Hacker News new | ask | show | jobs
by janwas 37 days ago
In such discussions, whenever you mention abstractions are universally "pretty poor", to the extent anyone is listening, I think this hyperbole can do real damage. Maybe it prevents people from getting relevant performance gains, even if not 100% of the optimum, which is anyway unattainable. And what is the alternative? Not many projects can afford to hand write intrinsics for all platforms. And are you aware that Highway is basically a thin wrapper over intrinsics, which you can still drop down to where it helps?
3 comments

I am aware of Highway. It doesn’t add much value for the kind of SIMD code I write. I have better abstractions because I don’t have to consider portability nearly as much. Some useful constructions don’t have a good expression on weaker SIMD architectures.
To be clear, "better abstractions" here seems to mean macros for assembly language. To each their own.

What bothers me is advocating for this, or denigrating more generally useful alternatives, without mentioning the very narrow niche where this sits.

Video codecs only change every few years. This makes it more worthwhile/feasible to spend eng time on a few kernels.

Even then, not supporting SVE (you don't, right?) gives less incentive for the Arm CPU ecosystem to invest in it, helping keeping us stuck in the NEON local minimum. Not ideal :/

> 100% of the optimum, which is anyway unattainable.

Can you expand on this? Sounds like an interesting discussion.

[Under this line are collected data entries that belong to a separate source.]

PR #28783, opened 2024-01-19
feat(core): custom resources deprecate `logRetention` in favor of `logGroup`

mrgrain:
In #28737 we have deprecated `logRetention` in favor of `logGroup`. Some custom resources have made the `logRetention` property part of their own API and are now emitting deprecation warnings with no way forward to resolve them. So we are now also deprecating `logRetention` for any custom resources.

Migrating log groups for custom resource would follow the same steps as outline in #28737. Given that custom resource logging is for debugging purposes and there are no guarantees about the output format, it should be possible to simply replace `logRetention` with a simple `logGroup` in most cases:

```ts
const awsCustom1 = new cr.AwsCustomResource(this, 'API1', {
  // Replace this
  // with
  logGroup: new logs.LogGroup(this, 'AwsCustomResourceLogs', {
    retention: logs.RetentionDays.ONE_WEEK,
  }),
});
```
Fixes https://github.com/aws/aws-cdk/issues/28806
Fixes https://github.com/aws/aws-cdk/issues/28809
Related to https://github.com/aws/aws-cdk/pull/28737

----


packages/aws-cdk-lib/aws-s3-deployment/lib/bucket-deployment.ts
```diff
@@ -336,7 +344,10 @@ export class BucketDeployment extends Construct {
         accessPoint,
         mountPath,
       ) : undefined,
-      logRetention: props.logRetention,
+      // props.logRetention is deprecated, make sure we only set it if it is actually provided
+      // otherwise jsii will print warnings even for users that don't use this directly
+      ...(props.logRetention ? { logRetention: props.logRetention } : {}),
+      logGroup: props.logGroup,
```
kaizencc, line 350: what happens if both `logRetention` and `logGroup` are added?

packages/aws-cdk-lib/aws-s3-deployment/lib/bucket-deployment.ts
```diff
@@ -112,9 +112,17 @@ export interface BucketDeploymentProps {
    * The number of days that the lambda function's log events are kept in CloudWatch Logs.
    *
    * @default logs.RetentionDays.INFINITE
+   * @deprecated Use logGroup for full control over the custom resource log group
```
kaizencc, line 115: ^ does this mean that the default behavior is changed also?

packages/aws-cdk-lib/aws-s3-deployment/lib/bucket-deployment.ts
```diff
@@ -112,9 +112,17 @@ export interface BucketDeploymentProps {
...
    */
   readonly logRetention?: logs.RetentionDays;
 
+  /**
+   * The Log Group used for logging of events emitted by the custom resource's lambda function.
+   *
+   * @default - a default log group created by AWS Lambda
```
kaizencc, line 122: if `logRetention` defalt was infinite retention, is that true here also?

kaizencc (commented):
I am also surprised by lack of tests -- is the behavior already being tested elsewhere?

packages/aws-cdk-lib/aws-s3-deployment/lib/bucket-deployment.ts
mrgrain: Yes, the default behavior was to not do anything the log group that the custom resource lambda creates

packages/aws-cdk-lib/aws-s3-deployment/lib/bucket-deployment.ts
mrgrain: No, the default behavior was to not do anything to the log group that the custom resource lambda creates.

packages/aws-cdk-lib/aws-s3-deployment/lib/bucket-deployment.ts
mrgrain: Throws an error in the Function construct.

mrgrain:
> I am also surprised by lack of tests -- is the behavior already being tested elsewhere?

Yes `Function` has extensive tests. The intermediates (`AwsCustomResourceSingletonFunction` and `BucketDeploymentSingletonFunction`) are codegen'd.

But you're right. I need to update a few tests.

mrgrain:
@kaizencc Added tests. Hope that satisfies your standards 😅

kaizencc (approved):
Yay :)

saurabhmarwaha:
@mrgrain Any solution or workaround to this yet? I am still getting this error. Specific issue that I am getting is given in https://github.com/aws/aws-cdk/issues/28809

I didn't understand what to do based on

[WARNING] aws-cdk-lib.aws_lambda.FunctionOptions#logRetention is deprecated.
instead create a fully customizable log group with logs.LogGroup and use the logGroup property to instruct the Lambda function to send logs to it.
Migrating from logRetention to logGroup will cause the name of the log group to change.
Users and code and referencing the name verbatim will have to adjust.

In AWS CDK code, you can access the log group name directly from the LogGroup construct:

declare const myLogGroup: logs.LogGroup;
myLogGroup.logGroupName;

mrgrain:
@saurabhmarwaha This was originally fixed in [v2.123.0](https://github.com/aws/aws-cdk/releases/tag/v2.123.0) and the deprecation was later reverted in [v2.125.0](https://github.com/aws/aws-cdk/releases/tag/v2.125.0). Please update your version of `aws-cdk-lib`.

l3xcaliburr:
> @saurabhmarwaha This was originally fixed in [v2.123.0](https://github.com/aws/aws-cdk/releases/tag/v2.123.0) and the deprecation was later reverted in [v2.125.0](https://github.com/aws/aws-cdk/releases/tag/v2.125.0). Please update your version of `aws-cdk-lib`.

:) I figure there is always something left to improve. For some kernels which really want to keep 30+ live registers, the compiler might not do as good a job as careful manual tuning, so intrinsics can have a bit of a cost. But I also figure optimization time is limited, so better to get 90% of several kernels rather than one to 99%.
Not who you asked but I think the meaning is that since intrinsics for simd are different in each platform, being able to have something that is portable and sometimes works faster is something, while writing for Intel, ARM and a zoo of instruction sets is not an option for some.
Besides Spolsky's law of leaky abstractions, "abstractions" can also result in "lowest common denominator" situations, which are the opposite of performance optimization. Talking negatively about abstractions is not what deals damage; you are shooting the messenger here. It's the abstractions themselves that deal damage when misplaced. "Zero-cost abstractions" is the true hyperbole.
Is this a good faith reply? The particular abstraction we built, and is being discussed, is manifestly and obviously not a lowest common denominator. Looks like you are deploying a second straw man, that of zero cost. In other comments here I acknowledge a cost to intrinsics.